◆ What you have to do:
Return the lines below exactly, from the first one through the line that has "We should instead". Leave out everything after it.

--------------------

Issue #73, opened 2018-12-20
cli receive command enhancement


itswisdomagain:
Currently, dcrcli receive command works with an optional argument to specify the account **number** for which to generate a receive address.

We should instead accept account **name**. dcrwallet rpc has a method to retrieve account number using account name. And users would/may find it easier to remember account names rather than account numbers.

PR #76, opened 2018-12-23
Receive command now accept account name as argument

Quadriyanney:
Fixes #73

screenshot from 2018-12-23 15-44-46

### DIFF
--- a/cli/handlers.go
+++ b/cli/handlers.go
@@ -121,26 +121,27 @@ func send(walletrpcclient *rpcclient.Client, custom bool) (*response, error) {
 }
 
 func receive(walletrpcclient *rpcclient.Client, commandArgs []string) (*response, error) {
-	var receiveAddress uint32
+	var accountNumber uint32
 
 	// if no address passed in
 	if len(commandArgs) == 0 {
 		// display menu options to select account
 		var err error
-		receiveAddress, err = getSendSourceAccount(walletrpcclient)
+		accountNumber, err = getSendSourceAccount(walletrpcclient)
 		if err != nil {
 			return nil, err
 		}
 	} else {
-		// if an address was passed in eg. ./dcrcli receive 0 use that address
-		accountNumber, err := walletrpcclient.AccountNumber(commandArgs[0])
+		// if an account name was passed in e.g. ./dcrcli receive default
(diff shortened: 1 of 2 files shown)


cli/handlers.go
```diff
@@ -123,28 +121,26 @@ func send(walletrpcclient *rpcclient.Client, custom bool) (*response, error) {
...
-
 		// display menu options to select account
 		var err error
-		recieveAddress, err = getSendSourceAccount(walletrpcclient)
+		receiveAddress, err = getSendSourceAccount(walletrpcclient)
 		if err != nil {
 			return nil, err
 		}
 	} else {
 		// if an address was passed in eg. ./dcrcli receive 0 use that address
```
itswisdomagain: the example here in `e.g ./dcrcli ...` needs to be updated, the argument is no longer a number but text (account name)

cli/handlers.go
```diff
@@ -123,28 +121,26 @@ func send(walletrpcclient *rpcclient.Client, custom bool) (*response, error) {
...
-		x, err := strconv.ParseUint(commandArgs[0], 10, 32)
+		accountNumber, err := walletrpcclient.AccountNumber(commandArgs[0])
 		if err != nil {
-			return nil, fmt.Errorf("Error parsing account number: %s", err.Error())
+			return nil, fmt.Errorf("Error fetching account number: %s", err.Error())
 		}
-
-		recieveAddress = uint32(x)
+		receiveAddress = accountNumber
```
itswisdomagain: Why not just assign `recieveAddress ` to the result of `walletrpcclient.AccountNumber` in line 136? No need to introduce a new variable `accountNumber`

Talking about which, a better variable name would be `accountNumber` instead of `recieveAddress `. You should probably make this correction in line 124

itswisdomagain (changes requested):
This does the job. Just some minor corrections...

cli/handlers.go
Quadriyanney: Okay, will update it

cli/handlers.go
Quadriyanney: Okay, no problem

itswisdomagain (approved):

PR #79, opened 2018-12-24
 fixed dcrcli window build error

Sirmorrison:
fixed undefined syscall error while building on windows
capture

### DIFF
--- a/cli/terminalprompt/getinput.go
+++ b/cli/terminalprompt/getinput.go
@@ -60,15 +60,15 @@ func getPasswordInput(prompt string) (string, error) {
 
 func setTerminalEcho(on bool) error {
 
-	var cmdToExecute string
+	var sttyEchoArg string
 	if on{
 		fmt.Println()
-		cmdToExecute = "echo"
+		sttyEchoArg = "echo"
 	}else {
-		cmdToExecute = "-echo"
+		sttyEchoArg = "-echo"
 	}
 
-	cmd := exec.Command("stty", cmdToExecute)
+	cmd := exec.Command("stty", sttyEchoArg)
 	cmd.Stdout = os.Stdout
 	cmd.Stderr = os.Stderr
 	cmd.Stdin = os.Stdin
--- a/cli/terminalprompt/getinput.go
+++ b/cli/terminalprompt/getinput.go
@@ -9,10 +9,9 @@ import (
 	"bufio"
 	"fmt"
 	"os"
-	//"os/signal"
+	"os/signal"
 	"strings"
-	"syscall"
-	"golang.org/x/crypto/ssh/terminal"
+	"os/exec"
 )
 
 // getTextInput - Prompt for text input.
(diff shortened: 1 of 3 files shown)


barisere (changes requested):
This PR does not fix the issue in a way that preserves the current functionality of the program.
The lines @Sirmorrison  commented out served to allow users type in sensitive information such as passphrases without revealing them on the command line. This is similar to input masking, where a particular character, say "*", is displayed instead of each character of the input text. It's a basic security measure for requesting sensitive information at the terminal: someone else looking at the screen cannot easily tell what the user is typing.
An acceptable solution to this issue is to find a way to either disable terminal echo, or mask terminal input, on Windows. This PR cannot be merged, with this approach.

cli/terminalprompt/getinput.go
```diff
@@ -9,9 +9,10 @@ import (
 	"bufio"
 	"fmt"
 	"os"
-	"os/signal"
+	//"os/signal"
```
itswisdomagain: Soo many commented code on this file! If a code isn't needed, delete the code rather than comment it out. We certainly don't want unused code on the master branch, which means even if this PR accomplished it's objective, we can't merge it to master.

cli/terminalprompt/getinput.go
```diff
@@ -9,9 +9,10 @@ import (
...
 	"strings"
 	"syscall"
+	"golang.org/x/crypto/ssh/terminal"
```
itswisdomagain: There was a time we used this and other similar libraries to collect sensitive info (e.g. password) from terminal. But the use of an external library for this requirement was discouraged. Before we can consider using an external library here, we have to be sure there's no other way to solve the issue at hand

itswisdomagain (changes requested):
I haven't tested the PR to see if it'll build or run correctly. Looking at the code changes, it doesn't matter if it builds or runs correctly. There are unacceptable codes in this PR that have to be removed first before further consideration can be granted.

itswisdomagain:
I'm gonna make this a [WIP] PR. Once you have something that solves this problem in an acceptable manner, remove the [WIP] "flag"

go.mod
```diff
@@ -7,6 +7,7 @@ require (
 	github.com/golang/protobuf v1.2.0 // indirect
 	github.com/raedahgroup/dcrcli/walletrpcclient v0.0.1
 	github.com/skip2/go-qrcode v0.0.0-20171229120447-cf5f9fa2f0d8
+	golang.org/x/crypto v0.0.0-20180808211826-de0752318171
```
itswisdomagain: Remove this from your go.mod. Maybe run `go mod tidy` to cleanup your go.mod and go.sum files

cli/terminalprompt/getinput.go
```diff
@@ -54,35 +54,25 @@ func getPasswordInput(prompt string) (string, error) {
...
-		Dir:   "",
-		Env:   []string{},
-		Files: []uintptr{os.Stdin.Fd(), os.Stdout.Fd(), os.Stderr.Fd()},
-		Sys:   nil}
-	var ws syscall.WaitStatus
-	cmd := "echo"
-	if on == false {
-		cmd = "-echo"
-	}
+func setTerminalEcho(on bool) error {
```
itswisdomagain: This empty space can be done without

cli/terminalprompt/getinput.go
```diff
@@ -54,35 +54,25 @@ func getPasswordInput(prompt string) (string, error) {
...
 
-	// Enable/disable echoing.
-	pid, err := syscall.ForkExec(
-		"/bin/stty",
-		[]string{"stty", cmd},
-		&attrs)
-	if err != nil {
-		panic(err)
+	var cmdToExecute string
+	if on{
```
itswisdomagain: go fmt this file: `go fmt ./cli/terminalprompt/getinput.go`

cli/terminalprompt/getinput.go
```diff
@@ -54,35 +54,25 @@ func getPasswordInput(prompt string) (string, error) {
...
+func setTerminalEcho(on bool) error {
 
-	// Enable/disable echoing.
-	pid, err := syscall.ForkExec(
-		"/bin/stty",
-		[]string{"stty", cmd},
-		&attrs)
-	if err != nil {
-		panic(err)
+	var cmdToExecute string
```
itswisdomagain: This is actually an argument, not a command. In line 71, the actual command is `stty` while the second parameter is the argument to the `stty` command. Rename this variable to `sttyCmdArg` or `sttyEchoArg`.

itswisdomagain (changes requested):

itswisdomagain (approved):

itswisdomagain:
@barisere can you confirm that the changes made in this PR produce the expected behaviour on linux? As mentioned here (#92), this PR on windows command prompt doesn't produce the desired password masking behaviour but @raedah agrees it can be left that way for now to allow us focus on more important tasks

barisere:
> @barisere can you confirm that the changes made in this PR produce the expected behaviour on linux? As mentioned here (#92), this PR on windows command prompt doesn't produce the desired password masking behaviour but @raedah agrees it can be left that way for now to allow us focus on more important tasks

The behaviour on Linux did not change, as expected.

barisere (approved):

--------------------

◆ Your response:
Issue #73, opened 2018-12-20
cli receive command enhancement


itswisdomagain:
Currently, dcrcli receive command works with an optional argument to specify the account **number** for which to generate a receive address.

We should instead accept account **name**. dcrwallet rpc has a method to retrieve account number using account name. And users would/may find it easier to remember account names rather than account numbers.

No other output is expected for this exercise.